Editor’s note: This is part of a monthlong series on the battle against cancer.
MIDDLETOWN — Jeanette Evans is one of Tom Rapp’s nurses and friends, and in her eyes, the roles are equally important. She can’t separate the cancer and the camaraderie.
Evans, a nurse for Hospice Care of Middletown, visits him at least once a week, and they talk — sometimes for hours — a few times a week.
This has been a difficult case for Evans. Rapp, 60, diagnosed with incurable cancer about a year ago, admits the disease is winning.
“I’m just waiting to die,” he said.
“It breaks my heart,” said Evans, a hospice nurse for four years.
She recently found more cancerous knots on Rapp’s body.
“We cry on each other a lot,” she said. “We take turns crying on each other’s shoulders.”
She’s also consoling Rapp’s 84-year-old mother, Norma Rapp, and Rapp’s longtime partner, Gary Sheffield, who both live with him on Baltimore Street in Middletown.
“It’s really hard right now,” Evans said Friday, Oct. 23. “He wants me to be honest. That’s just how he is. I tell him the best scenario. Then he says, ‘Now be honest.’ ”
So she is. “You’re slowly ... getting worse.
“He was so spunky; he had an ornery side,” she said. “He was determined to fight this thing. But now he knows the end is near.”
How can she work with the terminally ill?
“You just have to have compassion; have to care about the people,” she said. “You have to remember it could be you in that spot.”
‘This is the hand that God has dealt me’
Tom Rapp has spent much of his adult life helping others. He volunteers twice a week at the Franklin Area Community Services food pantry, and 18 years ago, along with Gary Sheffield, founded Arms of Love, an organization that assists AIDS and HIV patients in his hometown of Springfield.
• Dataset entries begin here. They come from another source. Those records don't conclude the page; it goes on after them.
PR #3887, opened 2019-03-14
Update chain work and checkpoint for 2.0.4

bitcartel:
Closes #3886

PR #3982, opened 2019-05-02
Update chain work and checkpoint for 2.0.5 release

bitcartel:
Update chain work and checkpoint using block 525000.

### DIFF
--- a/src/chainparams.cpp
+++ b/src/chainparams.cpp
@@ -111,7 +111,7 @@ public:
             Consensus::NetworkUpgrade::NO_ACTIVATION_HEIGHT;
 
         // The best chain should have at least this much work.
-        consensus.nMinimumChainWork = uint256S("0x00000000000000000000000000000000000000000000000000c12875ded911cf");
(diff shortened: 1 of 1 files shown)


src/chainparams.cpp
```diff
@@ -186,10 +186,10 @@ class CMainParams : public CChainParams {
             (304600, uint256S("0x00000000028324e022a45014c4a4dc51e95d41e6bceb6ad554c5b65d5cea3ea5"))
             (410100, uint256S("0x0000000002c565958f783a24a4ac17cde898ff525e75ed9baf66861b0b9fcada"))
             (497000, uint256S("0x0000000000abd333f0acca6ffdf78a167699686d6a7d25c33fca5f295061ffff")),
```
Eirik0: For 2.0.4 we added a row here: https://github.com/zcash/zcash/pull/3887/files#diff-64cbe1ad5465e13bc59ee8bb6f3de2e7R185 Do we not need to do that this time?

bitcartel: Good spot, pushed an update to fix.

Eirik0:
@zkbot r+

PR #3984, opened 2019-05-03
Release v2.0.5

Eirik0:


doc/authors.md
```diff
@@ -27,12 +28,12 @@ kozyilmaz (8)
 fanquake (8)
 Jeff Garzik (7)
 Gregory Maxwell (7)
+Marius Kjærstad (6)
 Luke Dashjr (6)
 David Mercer (6)
```
daira: This should be aliased to Jane Mercer.

Eirik0: There are a couple of other aliases that are missing, including some from last release. We should fix these before the next release.

Eirik0:
@zkbot r+

PR #3987, opened 2019-05-06
Sprout -> Sapling migration status nullptr defence

Eirik0:

### DIFF
--- a/src/wallet/rpcwallet.cpp
+++ b/src/wallet/rpcwallet.cpp
@@ -3967,8 +3967,10 @@ UniValue z_getmigrationstatus(const UniValue& params, bool fHelp) {
     {
         std::vector<CSproutNotePlaintextEntry> sproutEntries;
         std::vector<SaplingNoteEntry> saplingEntries;
-        std::set<PaymentAddress> zaddrs;
-        pwalletMain->GetFilteredNotes(sproutEntries, saplingEntries, zaddrs, 0, INT_MAX, true, true, false);
+        std::set<PaymentAddress> noFilter;
+        // Here we are looking for any and all Sprout notes for which we have the spending key, including those
+        // which are locked and/or only exist in the mempool, as they should be included in the unmigrated amount.
+        pwalletMain->GetFilteredNotes(sproutEntries, saplingEntries, noFilter, 0, INT_MAX, true, true, false);
         CAmount unmigratedAmount = 0;
         for (const auto& sproutEntry : sproutEntries) {
             unmigratedAmount += sproutEntry.plaintext.value();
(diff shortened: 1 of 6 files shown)


Eirik0:
It was discovered that when calling `z_getmigrationstatus` while migration transactions were in the mempool would cause nullptr to be dereferenced. The issue was was that the transactions are not yet associated with blocks, ad we were trying to get block times for nonexistent blocks. In fixing this issue, it was also discovered that the `unmigrated_amount` was incorrect in this situation - this is also fixed in the first commit of this PR.

Eirik0:
The second commit in the PR is defensive. We were concerned that storing the sapling migration async operation object could run into a race condition when trying to cancel it. The fix for this was to sore the async operation's id rather than the operation itself, and then to go through the async rpc queue to recall, cancel, and remove migration operations which should not continue to execute.

As a note -
There is an independent issue: It is not possible to cancel async operations while they are running. `AsyncRPCOperation` provides a mechanism for creating custom cancel methods - one is to overrides the cancel method. The way the interface is currently designed, this is required to create operations that are cancellable while they are running. This issue is the cancel method is not declared as virtual, so this does not actually work, and, for whatever reason, adding the virtual keyword to this method exposes a circular dependency and causes the build to break. This needs to be fixed, but because of potential complexity. it should be done as a separate issue.

Eirik0:
Created https://github.com/zcash/zcash/issues/3988.

src/wallet/rpcwallet.cpp
```diff
@@ -3967,7 +3967,8 @@ UniValue z_getmigrationstatus(const UniValue& params, bool fHelp) {
     {
         std::vector<CSproutNotePlaintextEntry> sproutEntries;
         std::vector<SaplingNoteEntry> saplingEntries;
-        pwalletMain->GetFilteredNotes(sproutEntries, saplingEntries, "", 1);
+        std::set<PaymentAddress> zaddrs;
```
daira: I suggest renaming this to `noFilter`.

daira: Also add a comment saying what this is intending to do. If I'm not mistaken, it's intended to find unspent notes sent in transactions at any chain depth or in the mempool, to any address for which we have a spending key, including locked notes.

src/wallet/rpcwallet.cpp
```diff
@@ -4000,7 +4001,6 @@ UniValue z_getmigrationstatus(const UniValue& params, bool fHelp) {
                 continue;
             }
             migrationTxids.push_back(txPair.first.ToString());
-            CBlockIndex* blockIndex = mapBlockIndex[tx.hashBlock];
             //  A transaction is "finalized" iff it has at least 10 confirmations.
             // TODO: subject to change, if the recommended number of confirmations changes.
             if (tx.GetDepthInMainChain() >= 10) {
```
daira: Is there a constant we can use instead of hardcoding `10` here?

Eirik0: I was not able to find a constant for this.

Eirik0:
@zkbot r+

PR #3990, opened 2019-05-07
Fix calculating amount to migrate

Eirik0:


str4d:
@zkbot r+

mdr0id:
FWIW, ACK

bitcartel:
We should open a ticket to add a test for the code path through: https://github.com/zcash/zcash/pull/3990/files#diff-c8b1f15b762bd763ce827e6172b4f296R101

src/transaction_builder.cpp
```diff
@@ -524,9 +524,10 @@ void TransactionBuilder::CreateJSDescriptions()
             // Update tree state with previous joinsplit
             SproutMerkleTree tree;
             {
-                // assert that cs_coinsView && coinsView are not null
-                assert(cs_coinsView);
+                // assert that coinsView is not null
                 assert(coinsView);
+                // We do not check cs_coinView becaue we do not set this in testing
```
bitcartel: Spelling: because

src/transaction_builder.cpp
```diff
@@ -524,6 +524,10 @@ void TransactionBuilder::CreateJSDescriptions()
             // Update tree state with previous joinsplit
             SproutMerkleTree tree;
             {
+                // assert that coinsView is not null
+                assert(coinsView);
+                // We do not check cs_coinView becaue we do not set this in testing
+                // assert(cs_coinsView);
```
bitcartel: It seems we want to assert here, but because the tests break, we are not going to.  Which puts us back in the pre-PR position of not having an assertion, which contributed to the default. I suggest filing a ticket to resolve this post-release unless the tests can be updated to pass with the assertion in place.

Eirik0: I agree that we do want to be asserting this. I will file a ticket to fix this post release.

Eirik0:
Force pushed with the spelling correction.

bitcartel:
ACK modulo the last two commits being squashed.

Eirik0:
Squashed. Thanks @bitcartel

Eirik0:
@zkbot r+

Eirik0:
Looks like a timeout.

Eirik0:
@zkbot retry

daira:
Note that Larry's segfault isn't necessarily fixed by this PR (actually I don't see how this PR could fix it). It's more likely that it incidentally caused the segfault to no longer be reproducible.

PR #3997, opened 2019-05-09
Remove unused specifier from format string

bitcartel:
The extra specifier meant that a runtime error would be thrown during Sprout to Sapling migration, if `zrpcunsafe` logging was enabled, preventing migration transactions from being created.

### DIFF
--- a/src/transaction_builder.cpp
+++ b/src/transaction_builder.cpp
@@ -677,7 +677,7 @@ void TransactionBuilder::CreateJSDescription(
     std::array<size_t, ZC_NUM_JS_INPUTS>& inputMap,
     std::array<size_t, ZC_NUM_JS_OUTPUTS>& outputMap)
 {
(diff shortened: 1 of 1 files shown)


bitcartel:
It looks like the logging code was copied from `asyncrpcoperation_*.cpp` where the format specifier was used with `getId()` which doesn't exist in the Transaction Builder.  So most likely `getId()` was removed, but the format string remained the same.

tromer:
Successfully tested.
Before this patch, my log showed:
`opid-...: Sprout->Sapling transactions created. (status=failed, error=runtime error: tinyformat: Too many conversion specifiers in format string)`
With this patch it's a proper:
`opid-...: Sprout->Sapling transactions created. (status=success, success)`

Eirik0:
@zkbot r+

bitcartel:
Transient failure, timeout. @zkbot retry

PR #4008, opened 2019-05-10
Fix tree depth in comment

### LINKED ISSUE #3971: Test src/gtest/test_merkletree : error for the root of the empty merkle tree
at line 264 of src/gtest/test_merkletree, the root for the empty sapling merkle tree seems to be for depth 32 rather than 20 as indicated in the comment.
The same issue might happen for sprout.

Eirik0:
Closes #3971


Eirik0:
@zkbot r+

Now, Rapp is dependent on others. The 60-year-old Middletown resident was diagnosed with incurable cancer about a year ago. Hospice Care of Middletown nurses and aides have taken over his care.
He has weeks, not years.
“It’s all I can do to keep from crying,” said Gary Sheffield, Rapp’s partner for the last 28 years. “It doesn’t seem real that this is happening to him. He was always so happy-go-lucky. Now look at him.”
He’s not the same man known throughout the city for his colorful remarks at Middletown City Council meetings. But he’s tackling cancer with the same vigor — and sometimes vulgarity.
“Believe me,” he said, “this isn’t the way I thought I’d go. But it doesn’t always work out the way you planned. We cannot question God. I’m not afraid to die.”
When he met his oncologist, he put it in classic Tom Rapp fashion: “Be honest,” he told his doctor. “Don’t jerk me around.”
The chemotherapy treatments couldn’t stop the cancer from spreading from his shoulder and neck to his brain and his bones. He described the chemo treatments as “taking the wind out of you; it tears you up.”
He’s off the treatments now, and refuses a feeding tube. He took a puff off his King Mountain cigarette and said: “What else can I do? This is the hand that God has dealt me.”
The pain, he said, is like “somebody is sticking me with a knife and twisting the damn thing. The pain is so bad it makes you want to throw up, but I refuse to quit.”
That’s a trait Rapp learned through his years of working with HIV and AIDS patients. In 1991, Rapp and Sheffield formed Arms of Love, an agency that Rapp estimated assisted more than 400 people through the years.
“There was so much need for it back then,” Rapp said. “You didn’t dare talk about AIDS, or anything like that. It was taboo.”
Several of the clients who lived in Arms of Love facilities, including children, died in Rapp’s arms.
Rapp, his mother, Norma Rapp, 84, and Sheffield moved to Baltimore Street in Middletown seven years ago. The living room resembles a hospital room. Sheffield, a diabetic, suffers from emphysema and congestive heart failure. His breathing machine sits next to the couch where he sleeps every night. There is a mound of pills on a coffee table.
Rapp worries about who will care for his mother and Sheffield when he dies.
Earlier this month, Rapp made his funeral arrangements at Richards, Raff and Dunbar Funeral Home in Springfield, where his family lives. He wants to wear blue jeans, a T-shirt and hold a pack of cigarettes during his visitation.
“I may wake up,” he said with a smile, “and want one.”
Then, as a cost-cutting measure, his body will be cremated and his ashes will be scattered on his grandfather’s farm in Cambridge, Ohio, a place Rapp cherished as a child.
He’ll do anything for his Baltimore Street neighbors — “these are good people,” he said — and he volunteers a few hours a week at the Franklin Area Community Services food pantry. He wishes he could do more. Cancer is robbing him of his energy.